(Stored data)
PR #134, opened 2021-10-13
[manifest] Initial parser for the PCD

mcy:
Note: this CL is layered on top of #133.

Unit tests and a `manifest::owned` implementation still pending.

### DIFF
--- a/src/manifest/pcd.rs
+++ b/src/manifest/pcd.rs
@@ -1,0 +1,610 @@
+// Copyright lowRISC contributors.
+// Licensed under the Apache License, Version 2.0, see LICENSE for details.
+// SPDX-License-Identifier: Apache-2.0
+
+//! The Platform Configuration Descriptor (PCD)
+//!
+//! The PCD is a signed configuration file describing what devices are
+//! connected to an ROT and how to talk to them.
+//!
+//! The [`ParsedPcd`] type is the entry-point for this module.
+
+use core::time::Duration;
+
+use zerocopy::AsBytes;
+use zerocopy::FromBytes;
+use zerocopy::LayoutVerified;
+use zerocopy::Unaligned;
+
+use crate::crypto::hash;
+use crate::manifest;
+use crate::manifest::provenance;
+use crate::manifest::provenance::Provenance;
+use crate::manifest::Container;
+use crate::manifest::Error;
+use crate::manifest::Manifest;
+use crate::manifest::ManifestType;
+use crate::manifest::Parse;
+use crate::manifest::ParsedManifest;
+use crate::manifest::TocEntry;
+use crate::manifest::ValidationTime;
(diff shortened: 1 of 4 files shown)


jrvanwhy (approved):

src/manifest/pcd.rs
```diff
@@ -0,0 +1,610 @@
...
+    pub fn rot_type(&self) -> RotType {
+        match self.data.flags & 1 {
+            0 => RotType::Platform,
+            1 => RotType::Active,
+            _ => unreachable!(),
+        }
+    }
+
+    /// Returns total number of flash ports on this RoT.
+    pub fn flash_ports(&self) -> usize {
```
moidx, line 251: what is a `flash_port`? Is it a `spi_flash` interface or something else?

src/manifest/pcd.rs
```diff
@@ -0,0 +1,610 @@
...
+        self.data.port_count as usize
+    }
+
+    /// Returns the total number of component RoTs connected to this RoT.
+    pub fn components(&self) -> usize {
```
moidx, line 256: Is a component an aggregation of endpoints connected via I2C and SPI?

src/manifest/pcd.rs
```diff
@@ -0,0 +1,610 @@
...
+}
+
+/// A SPI flash device mode.
+#[allow(missing_docs)]
+#[derive(Clone, Copy, Debug, PartialEq, Eq, PartialOrd, Ord, Hash)]
+pub enum SpiFlashMode {
+    Dual,
+    Single,
+    DualFiltered,
+    SingleFiltered,
```
moidx, line 343: I am not sure what `DualFiltered` and `SingleFiltered` map to. I assume it is a pluton's specific hardware feature. 

There is also Quad support which may be available in some implementations.

src/manifest/pcd.rs
```diff
@@ -0,0 +1,610 @@
...
+}
+
+/// A SPI flash reset policy setting.
+///
+/// This setting describes what to do with a port's reset line when the flash
+/// is being verified with respect to a PFM.
+#[derive(Clone, Copy, Debug, PartialEq, Eq, PartialOrd, Ord, Hash)]
+pub enum SpiResetPolicy {
```
moidx, line 351: I find this name a bit confusing because I read it as the SPI flash reset policy, whereas in reality it is the policy of the SPI host attached to the SPI flash device. Maybe `SpiHostDeviceResetPolicy`? Anyway, I think the docstring refers to it as a `port`. I wonder if this assumes that there is MUX or something between the host and the device...

moidx (approved):
LG. I added some comments mainly for me to understand the assumptions of the implementation.

jrvanwhy (approved):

What to produce: Take the entries above and return all of them exactly.

Final answer:
PR #134, opened 2021-10-13
[manifest] Initial parser for the PCD

mcy:
Note: this CL is layered on top of #133.

Unit tests and a `manifest::owned` implementation still pending.

### DIFF
--- a/src/manifest/pcd.rs
+++ b/src/manifest/pcd.rs
@@ -1,0 +1,610 @@
+// Copyright lowRISC contributors.
+// Licensed under the Apache License, Version 2.0, see LICENSE for details.
+// SPDX-License-Identifier: Apache-2.0
+
+//! The Platform Configuration Descriptor (PCD)
+//!
+//! The PCD is a signed configuration file describing what devices are
+//! connected to an ROT and how to talk to them.
+//!
+//! The [`ParsedPcd`] type is the entry-point for this module.
+
+use core::time::Duration;
+
+use zerocopy::AsBytes;
+use zerocopy::FromBytes;
+use zerocopy::LayoutVerified;
+use zerocopy::Unaligned;
+
+use crate::crypto::hash;
+use crate::manifest;
+use crate::manifest::provenance;
+use crate::manifest::provenance::Provenance;
+use crate::manifest::Container;
+use crate::manifest::Error;
+use crate::manifest::Manifest;
+use crate::manifest::ManifestType;
+use crate::manifest::Parse;
+use crate::manifest::ParsedManifest;
+use crate::manifest::TocEntry;
+use crate::manifest::ValidationTime;
(diff shortened: 1 of 4 files shown)


jrvanwhy (approved):

src/manifest/pcd.rs
```diff
@@ -0,0 +1,610 @@
...
+    pub fn rot_type(&self) -> RotType {
+        match self.data.flags & 1 {
+            0 => RotType::Platform,
+            1 => RotType::Active,
+            _ => unreachable!(),
+        }
+    }
+
+    /// Returns total number of flash ports on this RoT.
+    pub fn flash_ports(&self) -> usize {
```
moidx, line 251: what is a `flash_port`? Is it a `spi_flash` interface or something else?

src/manifest/pcd.rs
```diff
@@ -0,0 +1,610 @@
...
+        self.data.port_count as usize
+    }
+
+    /// Returns the total number of component RoTs connected to this RoT.
+    pub fn components(&self) -> usize {
```
moidx, line 256: Is a component an aggregation of endpoints connected via I2C and SPI?

src/manifest/pcd.rs
```diff
@@ -0,0 +1,610 @@
...
+}
+
+/// A SPI flash device mode.
+#[allow(missing_docs)]
+#[derive(Clone, Copy, Debug, PartialEq, Eq, PartialOrd, Ord, Hash)]
+pub enum SpiFlashMode {
+    Dual,
+    Single,
+    DualFiltered,
+    SingleFiltered,
```
moidx, line 343: I am not sure what `DualFiltered` and `SingleFiltered` map to. I assume it is a pluton's specific hardware feature. 

There is also Quad support which may be available in some implementations.

src/manifest/pcd.rs
```diff
@@ -0,0 +1,610 @@
...
+}
+
+/// A SPI flash reset policy setting.
+///
+/// This setting describes what to do with a port's reset line when the flash
+/// is being verified with respect to a PFM.
+#[derive(Clone, Copy, Debug, PartialEq, Eq, PartialOrd, Ord, Hash)]
+pub enum SpiResetPolicy {
```
moidx, line 351: I find this name a bit confusing because I read it as the SPI flash reset policy, whereas in reality it is the policy of the SPI host attached to the SPI flash device. Maybe `SpiHostDeviceResetPolicy`? Anyway, I think the docstring refers to it as a `port`. I wonder if this assumes that there is MUX or something between the host and the device...

moidx (approved):
LG. I added some comments mainly for me to understand the assumptions of the implementation.

jrvanwhy (approved):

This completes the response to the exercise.